YouTube Strategy: Adding Jitter Isn't A Bug  - yarapavan
http://highscalability.com/blog/2012/4/17/youtube-strategy-adding-jitter-isnt-a-bug.html

======
adpowers
I worked on a project that implemented a task queue using a database table.
Workers would SELECT FOR UPDATE a couple of rows, mark themselves as owners,
commit the change, and then do the work outside of the transaction.

The workers were configured to fetch new tasks every 30 seconds. With 10
workers you'd expect tasks to get fetched from the queue every 3 seconds, but
that is not what we were seeing. The tasks were only getting picked up on 30
second boundaries. What was going on?

It turns out that the tasks were piling up. As soon as one task tried to
update at the same time as another it would get blocked on the database lock.
Its own transaction would then run really quickly following the first
transaction. However, since these two tasks were run in immediate succession,
now they were synced for life. They both slept for exactly 30 seconds, the
first one wakes up a few tens of milliseconds earlier and grabs the lock, the
second one wakes up and blocks on the lock, and this happens in perpetuity.
Eventually, due to small randomness, all tasks entered lockstep and would be a
small thundering herd against the database.
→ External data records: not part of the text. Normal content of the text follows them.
PR #1117, opened 2021-01-05
Storage Categorization: Add BlockMerkle category

andrewjstone:
The block merkle category operates by only storing a single key in the
sparse merkle tree per block. The key is the block id, and the value is
the hash of the concatenation of the hashes of all the keys and values
(including deleted keys), that were updated in the merkle tree for the
given block.

Direct lookup is enabled by versioned key lookup on hashed values.
Values can be looked up directly if the block id is known for the value,
or the latest value can be retrieved. MultiGet is also supported. In
order to avoid the computational overhead of RocksDB seeks, point
lookups of the latest value are done by maintaining an index for the
latst block id of each key in a separate column family.

Unit tests were added that mainly verify the behavior required by direct
gets and puts.

A follow up commit will add support for deletes and pruning behavior.
Unit tests will be added for this behavior, and to cover the block
merkle nodes and hashes appropriately.

Lastly, category type suffixes were changed from *UpdatesData* and
*UpdatesInfo* to *Input* and *Output*, respectively.

### DIFF
--- a/kvbc/cmf/categorized_kvbc_msgs.cmf
+++ b/kvbc/cmf/categorized_kvbc_msgs.cmf
@@ -1,6 +1,6 @@
-# Updates
+# Input for category `add`
 
-Msg MerkleUpdatesData 1 {
+Msg BlockMerkleInput 1 {
     map string string kv
     list string deletes
 }
@@ -11,7 +11,7 @@ Msg ValueWithExpirationData 2 {
     bool stale_on_update
 }
 
-Msg KeyValueUpdatesData 3 {
+Msg KeyValueInput 3 {
     map string ValueWithExpirationData kv
     list string deletes
     bool calculate_root_hash
@@ -22,27 +22,27 @@ Msg ImmutableValueUpdate 4 {
     list string tags
 }
 
-Msg ImmutableUpdatesData 5 {
+Msg ImmutableInput 5 {
     # key -> value, [tag1, tag2...]
     map string ImmutableValueUpdate kv
     bool calculate_root_hash
 }
 
-Msg CategoryUpdatesData 6 {
+Msg CategoryInput 6 {
     map string oneof{
-        MerkleUpdatesData
-        KeyValueUpdatesData
-        ImmutableUpdatesData
+        BlockMerkleInput
+        KeyValueInput
+        ImmutableInput
     } kv
 }
 
-# Updates info
+# Output for category `add`
 
 Msg MerkleKeyFlag 1000 {
     bool deleted
 }
 
-Msg MerkleUpdatesInfo 1001 {
+Msg BlockMerkleOutput 1001 {
     map string MerkleKeyFlag keys
     fixedlist uint8 32 root_hash
     uint64 state_root_version
@@ -54,12 +54,12 @@ Msg KVKeyFlag 1002 {
     bool stale_on_update
 }
 
-Msg KeyValueUpdatesInfo 1003 {
+Msg KeyValueOutput 1003 {
     map string KVKeyFlag keys
     optional fixedlist uint8 32 root_hash
 }
 
-Msg ImmutableUpdatesInfo 1004 {
+Msg ImmutableOutput 1004 {
     # key -> [tag1, tag2...]
     map string list string tagged_keys
     optional map string fixedlist uint8 32 tag_root_hashes
@@ -75,16 +75,16 @@ Msg BlockData 2001 {
     uint64 block_id
     fixedlist uint8 32 parent_digest
     map string oneof{
-        MerkleUpdatesInfo
-        KeyValueUpdatesInfo
-        ImmutableUpdatesInfo
+        BlockMerkleOutput
+        KeyValueOutput
+        ImmutableOutput
     } categories_updates_info
 }
 
 
 Msg RawBlockData 2005 {
     fixedlist uint8 32 parent_digest
-    CategoryUpdatesData updates
+    CategoryInput updates
     map string optional fixedlist uint8 32 category_root_hash
 }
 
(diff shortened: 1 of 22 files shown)


kvbc/include/sparse_merkle/base_types.h
```diff
@@ -329,6 +329,9 @@ class NibblePath {
   // Return the internal representation of the path.
   const std::vector<uint8_t>& data() const { return path_; }
 
+  // Allow moving the data out of the path.
+  std::vector<uint8_t> move_data() { return path_; }
```
dartdart26, line 333: Do we need `std::move()` here?

kvbc/include/sparse_merkle/tree.h
```diff
@@ -40,6 +42,7 @@ namespace sparse_merkle {
 // can be written to the DB atomically.
 class Tree {
  public:
+  Tree() {}
```
dartdart26, line 45: Nit: = default?

kvbc/src/categorization/block_merkle_category.cpp
```diff
@@ -0,0 +1,398 @@
...
+  auto hashed_keys = hashedKeys(keys);
+  multiGetLatestVersion(hashed_keys, versions);
+}
+
+void BlockMerkleCategory::multiGetLatestVersion(const std::vector<Hash>& hashed_keys,
+                                                std::vector<std::optional<BlockId>>& versions) const {
+  auto slices = std::vector<::rocksdb::PinnableSlice>{};
+  slices.reserve(hashed_keys.size());
+  auto statuses = std::vector<::rocksdb::Status>{};
+  statuses.reserve(hashed_keys.size());
```
dartdart26, line 270: Nit: I think the NativeClient will resize the slices and statuses internally, so these might be redundant.

dartdart26 (approved):

kvbc/src/categorization/block_merkle_category.cpp
```diff
@@ -0,0 +1,398 @@
...
+
+    // Put the latest version of the key
+    batch.put(BLOCK_MERKLE_LATEST_KEY_VERSION, key_it->value, serialize(LatestKeyVersion{block_id}));
+
+    kv_it++;
+  }
+
+  for (auto key_it = hashed_deleted_keys.begin(); key_it != hashed_deleted_keys.end(); key_it++) {
+    // Add the new tombstone to the key versions. We use 0 here to avoid the serialization overhead of a
+    // variant/optional.
```
dartdart26, line 353: I was thinking whether deleting a key at some block should treat it as a new key version, but without a value. On the other hand, though, the API would look a bit weird in that `getLatest()` will return nullopt, whereas `getLatestVersion()` will return some version. That's what I did in the versioned kv category, but I think let's decide what is better and unify them.

What do you think @andrewjstone @cloudnoize ?

kvbc/cmf/categorized_kvbc_msgs.cmf
```diff
@@ -116,3 +116,55 @@ Msg ImmutableDbValue 4002 {
...
+    # Contains a 1 where a child node is present, 0 otherwise
+    uint32 bitmask
+    list BatchedInternalNodeChild children
+}
+
+# An index to the latest version of a key.
+#
+# A sentinel of 0 is used to mark the key as deleted. We don't need tombstones as we never rewrite
+# the same key after it has been deleted. The use of a sentinel is to optimize the size and
+# serialization performance of this index.
```
dartdart26, line 166: Does that imply that once a key is deleted, the user can no longer set a new value for it in a future block?

kvbc/src/categorization/block_merkle_category.cpp
```diff
@@ -0,0 +1,398 @@
...
+  }
+}
+
+void BlockMerkleCategory::putMerkleNodes(NativeWriteBatch& batch,
+                                         sparse_merkle::UpdateBatch&& update_batch,
+                                         uint64_t tree_version) {
+  for (const auto& [leaf_key, leaf_val] : update_batch.leaf_nodes) {
+    auto ser_key = serialize(leafKeyToVersionedKey(leaf_key));
+    batch.put(BLOCK_MERKLE_LEAF_NODES_CF, ser_key, leaf_val.value.string_view());
+  }
```
cloudnoize, line 364: If I understand correctly we should get only one leaf in ```update_batch.leaf_nodes``` if so does it worth to assert?

kvbc/src/categorization/block_merkle_category.cpp
cloudnoize: I think that intuitively once a key is deleted we should return a nullopt on both cases.
And will allow redefining the key as a new key if it will be added in the future. 
If we need the information when the key was deleted maybe it's worth adding ```deletedAt``` method.
wdyt @dartdart26

kvbc/src/categorization/block_merkle_category.cpp
```diff
@@ -0,0 +1,398 @@
...
+      ++value_index;
+    } else {
+      values.push_back(std::nullopt);
+    }
+  }
+  ConcordAssertEQ(values.size(), keys.size());
+}
+
+void BlockMerkleCategory::putKeys(NativeWriteBatch& batch,
+                                  uint64_t block_id,
```
cloudnoize, line 336: No treatment to the stale updates since deletion is not in place yet?

kvbc/src/categorization/block_merkle_category.cpp
```diff
@@ -0,0 +1,398 @@
...
+  return output;
+}
+
+std::optional<MerkleValue> BlockMerkleCategory::get(const std::string& key, BlockId block_id) const {
+  auto hasher = Hasher{};
+  auto hashed_key = hasher.digest(key.data(), key.size());
+  return get(hashed_key, block_id);
+}
+
+std::optional<MerkleValue> BlockMerkleCategory::get(const Hash& hashed_key, BlockId block_id) const {
```
dartdart26, line 186: Would that method return a value even if it has been deleted at `block_id`? I guess it is a tradeoff as you've pointed out, i.e. using a variant (with an overhead) to have a tombstone in the values table. Please let me know if I miss something.

kvbc/src/categorization/block_merkle_category.cpp
dartdart26: Yes, that's a good point.

I was also thinking of a case that key K is set some value at block 1 and then the key is deleted at block 5. I assume we need to give some sort of an indication to users that the key was deleted in block 5.

kvbc/src/categorization/block_merkle_category.cpp
andrewjstone: Ah you are right. Will remove to get rid of the clutter. Thanks!

kvbc/src/categorization/block_merkle_category.cpp
andrewjstone: I don't believe we have to store them any more with changes to pruning related to block merkle. I need to update our doc. This will also be a good opportunity to open source the document describing block merkle and deletes. Will work on that today along with the delete code.

kvbc/src/categorization/block_merkle_category.cpp
andrewjstone: Sure. It's at least good documentation at a minimum.

kvbc/src/categorization/block_merkle_category.cpp
andrewjstone: It cannot have been deleted **at** `block_id` if the key exists, but only earlier or later. Since the user is asking specifically for the value at `block_id` we return it if one exists.

kvbc/cmf/categorized_kvbc_msgs.cmf
andrewjstone: I actually don't believe that comment is correct. I don't see any problem with rewriting a key after its been deleted. I will change it.

kvbc/include/sparse_merkle/base_types.h
andrewjstone: lol. yes.

kvbc/src/categorization/block_merkle_category.cpp
andrewjstone: If a key has been deleted, `getLatest` should always return `std::nullopt`. However, if a user asks for a key from a prior version, we return it if it exists. They likely want to see the key as they know it exists at a given block version and want to see the value for that block. The user can tell if it has been deleted by asking for the latest version if they care. `getLatestVersion` will return `nullopt` also in the case that the key has been deleted. It replaces the 0 tombstone for the user reply. 

We cannot implement a `deletedAt` method without using a std::variant to encode a tombstone. I originally had that, but it adds overhead to every latest key lookup for minimum gain. I also don't see a use case for it at the moment. I think we should only implement such a perf impacting change when we have a compelling use case.

andrewjstone: I updated the code in https://github.com/vmware/concord-bft/pull/1120 so that we store a tombstone with a single bit.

This was noticed by a developer and fixed by introducing a small jitter in the
sleep time. After the push our tasks were picked up in three seconds and our
end-to-end workflow time got substantially shorter.

------
sophacles
I'm not sure I like overloading the term jitter in this context. The title
made me assume they meant packet jitter, aka the standard deviation around
packet delivery times, which video is sensitive to when not taken into
account. This is a similar concept around cache and resource access times, but
a desirable property rather than a something to deal with or eliminate.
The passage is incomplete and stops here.